You can confirm this with a simple test. Apply a drop of light conductive oil to each eccentric where it goes through the side rods. 
If you don't have conductive oil, use automotive Automatic Transmission Fluid Type "A". 

If you see ANY improvement in the lights at slow speed, the loco is defective. Either send it to Aristo, OR, Install LGB ball bearing axle sets in the tender and re-wire the loco. 

You could also check MLS chat after 9 or 10 PM eastern time, There is usually someone there that can walk you through the fixes needed on the Aristo motor blocks.


----------



## polex (May 10, 2008)

I don't have any conductive lube. But I still had the light problem even with the tender online and plugged into the locomotive. Is that the general idea on the engine not moving? Because it did work at one time. I'm confused, thinking I might have missed a programing step.


----------



## bobgrosh (Jan 2, 2008)

I still think the problem is the loco's electrical pickup wiring. The loco may be depending on the drivers for pickup, not the tender.
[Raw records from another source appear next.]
PR #261, opened 2023-12-07
Add service level patching for renaming service log group name

ejayesh:
Small change to bootstrap to include service level cfn patching to rename log group name with hypens to /'s

### DIFF
--- a/dbt_copilot_helper/commands/bootstrap.py
+++ b/dbt_copilot_helper/commands/bootstrap.py
@@ -47,6 +47,14 @@ def get_paas_env_vars(client: CloudFoundryClient, paas: str) -> dict:
     return dict(env_vars)
 
 
+def _generate_svc_overrides(base_path, templates, name):
+    click.echo("\n>>> Generating service overrides\n")
+    overrides_path = base_path.joinpath(f"copilot/{name}/overrides")
+    overrides_path.mkdir(parents=True, exist_ok=True)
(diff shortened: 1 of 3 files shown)


dbt_copilot_helper/templates/svc/overrides/cfn.patches.yml
```diff
@@ -0,0 +1,3 @@
+- op: replace
+  path: /Resources/LogGroup/Properties/LogGroupName
+  value: !Sub '/copilot/${AppName}/${EnvName}/${WorkloadName}'
```
acodeninja, line 3: No new line

dbt_copilot_helper/commands/bootstrap.py
```diff
@@ -94,6 +102,7 @@ def make_config(directory="."):
         )
         name = service["name"]
         (base_path / f"copilot/{name}/addons/").mkdir(parents=True, exist_ok=True)
+        _generate_svc_overrides(base_path, templates, name)
```
acodeninja, line 105: Not something to address here, but what about completely new applications not created with a bootstrap file.

ejayesh: yep will create a new ticket to pick that up

dbt_copilot_helper/templates/svc/overrides/cfn.patches.yml
ejayesh: added.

There is a switch somewhere that is for battery, If in the wrong position, some arist locos will not get power from the tender. Check the switches. 
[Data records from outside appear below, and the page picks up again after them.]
PR #263, opened 2023-12-11
DBTP-625 - Update ALB log bucket name

JohnStainsby:
Update ALB log bucket name to `dbt-access-logs` to match bucket in central logging account


lgarvey (approved):
LGTM 🚀

PR #266, opened 2023-12-11
Dbtp 632 fix loggroup bug

ejayesh:
Multiple fixes:
1.  Added dependencies for subscription filter creation.
2. Fix bug where new DB were not getting created due to incompatability with AWS::LanguageExtensions.
3. Rename Filtername to have same format as Loggroup name.


antroy-madetech (approved):
LGTM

Unplug the decoder and re-install the Aristo Jumper Plug. If the loco will not operate on DC, then the loco is bad. 
If the loco runs on DC without the decoder. Set CV8 to 8 to reset the decoder, re-install and then try to run it as address 3. CV8 = 8 restores the decoder to factory defaults. 



Put the loco on it's back with her feet in the air. Touch wires from the track to two opposite wheels of the loco and tender. Any one pair of wheels should make the loco run and light the lights to full brightness. If all the wheels are not picking up, particularrly the drivers, the loco has issues.


----------



## Greg Elmassian (Jan 3, 2008)

Read my pages on the Mikado on my site, I talk about the miswiring of the tender, how to improve the pickup, and also weak points in the power pickup in the drivers. 

TRAINS....MOTIVE POWER....ARISTO....MIKADO ... on my web site... 

Regards, Greg


----------



## GearDrivenSteam (Jul 3, 2008)

Bruce at Litchfield Station is probably your best bet. http://www.litchfieldstation.com/lobby/index.htm


----------